- Exercise instructions
Write out exactly the lines below that run from the one containing "client/src/core/format.ts" through the one containing "a) this rules", both included, with no other lines.

- Extracted entries

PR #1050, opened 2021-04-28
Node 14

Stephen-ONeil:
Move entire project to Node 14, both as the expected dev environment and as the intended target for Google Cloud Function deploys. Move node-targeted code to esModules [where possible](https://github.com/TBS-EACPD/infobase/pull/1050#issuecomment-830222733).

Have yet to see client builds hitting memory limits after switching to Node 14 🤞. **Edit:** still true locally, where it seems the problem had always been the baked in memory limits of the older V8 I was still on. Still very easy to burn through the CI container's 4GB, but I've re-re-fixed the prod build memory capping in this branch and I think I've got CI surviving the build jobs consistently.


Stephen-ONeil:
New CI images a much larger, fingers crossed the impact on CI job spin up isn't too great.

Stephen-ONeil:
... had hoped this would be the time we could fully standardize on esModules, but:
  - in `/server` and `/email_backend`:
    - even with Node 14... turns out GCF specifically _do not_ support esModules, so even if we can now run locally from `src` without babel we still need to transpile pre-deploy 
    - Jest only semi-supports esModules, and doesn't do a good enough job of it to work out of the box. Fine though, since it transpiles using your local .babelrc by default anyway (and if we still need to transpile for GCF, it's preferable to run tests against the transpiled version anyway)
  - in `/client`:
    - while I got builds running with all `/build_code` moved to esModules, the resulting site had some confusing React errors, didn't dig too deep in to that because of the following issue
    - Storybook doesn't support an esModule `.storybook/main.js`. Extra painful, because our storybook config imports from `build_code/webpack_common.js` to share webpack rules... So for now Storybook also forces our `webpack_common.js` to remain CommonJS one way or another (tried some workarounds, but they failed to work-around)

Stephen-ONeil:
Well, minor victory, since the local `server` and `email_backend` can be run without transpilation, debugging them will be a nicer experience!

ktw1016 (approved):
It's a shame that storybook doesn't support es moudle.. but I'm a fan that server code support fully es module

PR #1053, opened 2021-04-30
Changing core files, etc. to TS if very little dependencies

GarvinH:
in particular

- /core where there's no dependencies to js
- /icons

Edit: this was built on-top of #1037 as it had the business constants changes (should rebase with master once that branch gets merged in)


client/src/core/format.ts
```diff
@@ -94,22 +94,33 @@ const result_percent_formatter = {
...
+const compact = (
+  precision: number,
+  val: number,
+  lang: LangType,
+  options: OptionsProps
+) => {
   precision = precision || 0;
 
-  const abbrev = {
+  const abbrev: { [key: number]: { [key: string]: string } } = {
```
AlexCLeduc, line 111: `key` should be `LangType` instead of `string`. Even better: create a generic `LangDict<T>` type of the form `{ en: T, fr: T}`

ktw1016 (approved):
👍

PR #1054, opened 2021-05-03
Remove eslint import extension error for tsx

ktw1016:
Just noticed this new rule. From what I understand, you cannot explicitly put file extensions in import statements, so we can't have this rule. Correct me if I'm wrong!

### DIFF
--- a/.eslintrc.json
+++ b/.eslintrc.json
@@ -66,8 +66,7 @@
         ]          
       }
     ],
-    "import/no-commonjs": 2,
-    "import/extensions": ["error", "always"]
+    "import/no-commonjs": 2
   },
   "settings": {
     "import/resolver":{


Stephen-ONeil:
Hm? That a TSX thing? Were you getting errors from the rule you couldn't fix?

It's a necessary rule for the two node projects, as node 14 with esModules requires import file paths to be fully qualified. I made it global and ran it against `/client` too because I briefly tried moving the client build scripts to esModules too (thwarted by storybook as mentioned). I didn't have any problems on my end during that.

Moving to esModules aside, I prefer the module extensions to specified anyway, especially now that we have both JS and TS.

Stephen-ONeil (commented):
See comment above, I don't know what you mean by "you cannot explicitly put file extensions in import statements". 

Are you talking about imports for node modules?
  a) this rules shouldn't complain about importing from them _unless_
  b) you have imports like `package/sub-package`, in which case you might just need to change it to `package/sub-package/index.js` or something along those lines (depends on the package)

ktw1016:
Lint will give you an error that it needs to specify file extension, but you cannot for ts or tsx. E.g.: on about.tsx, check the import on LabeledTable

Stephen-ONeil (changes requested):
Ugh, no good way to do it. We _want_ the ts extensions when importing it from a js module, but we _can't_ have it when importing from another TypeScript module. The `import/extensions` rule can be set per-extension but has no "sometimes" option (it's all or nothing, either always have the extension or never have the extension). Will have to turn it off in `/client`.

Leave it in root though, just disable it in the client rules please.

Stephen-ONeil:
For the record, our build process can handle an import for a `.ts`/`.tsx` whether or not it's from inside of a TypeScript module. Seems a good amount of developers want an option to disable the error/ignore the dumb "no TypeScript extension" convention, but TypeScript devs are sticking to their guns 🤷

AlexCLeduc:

- Reply to the task
client/src/core/format.ts
```diff
@@ -94,22 +94,33 @@ const result_percent_formatter = {
...
+const compact = (
+  precision: number,
+  val: number,
+  lang: LangType,
+  options: OptionsProps
+) => {
   precision = precision || 0;
 
-  const abbrev = {
+  const abbrev: { [key: number]: { [key: string]: string } } = {
```
AlexCLeduc, line 111: `key` should be `LangType` instead of `string`. Even better: create a generic `LangDict<T>` type of the form `{ en: T, fr: T}`

ktw1016 (approved):
👍

PR #1054, opened 2021-05-03
Remove eslint import extension error for tsx

ktw1016:
Just noticed this new rule. From what I understand, you cannot explicitly put file extensions in import statements, so we can't have this rule. Correct me if I'm wrong!

### DIFF
--- a/.eslintrc.json
+++ b/.eslintrc.json
@@ -66,8 +66,7 @@
         ]          
       }
     ],
-    "import/no-commonjs": 2,
-    "import/extensions": ["error", "always"]
+    "import/no-commonjs": 2
   },
   "settings": {
     "import/resolver":{


Stephen-ONeil:
Hm? That a TSX thing? Were you getting errors from the rule you couldn't fix?

It's a necessary rule for the two node projects, as node 14 with esModules requires import file paths to be fully qualified. I made it global and ran it against `/client` too because I briefly tried moving the client build scripts to esModules too (thwarted by storybook as mentioned). I didn't have any problems on my end during that.

Moving to esModules aside, I prefer the module extensions to specified anyway, especially now that we have both JS and TS.

Stephen-ONeil (commented):
See comment above, I don't know what you mean by "you cannot explicitly put file extensions in import statements". 

Are you talking about imports for node modules?
  a) this rules shouldn't complain about importing from them _unless_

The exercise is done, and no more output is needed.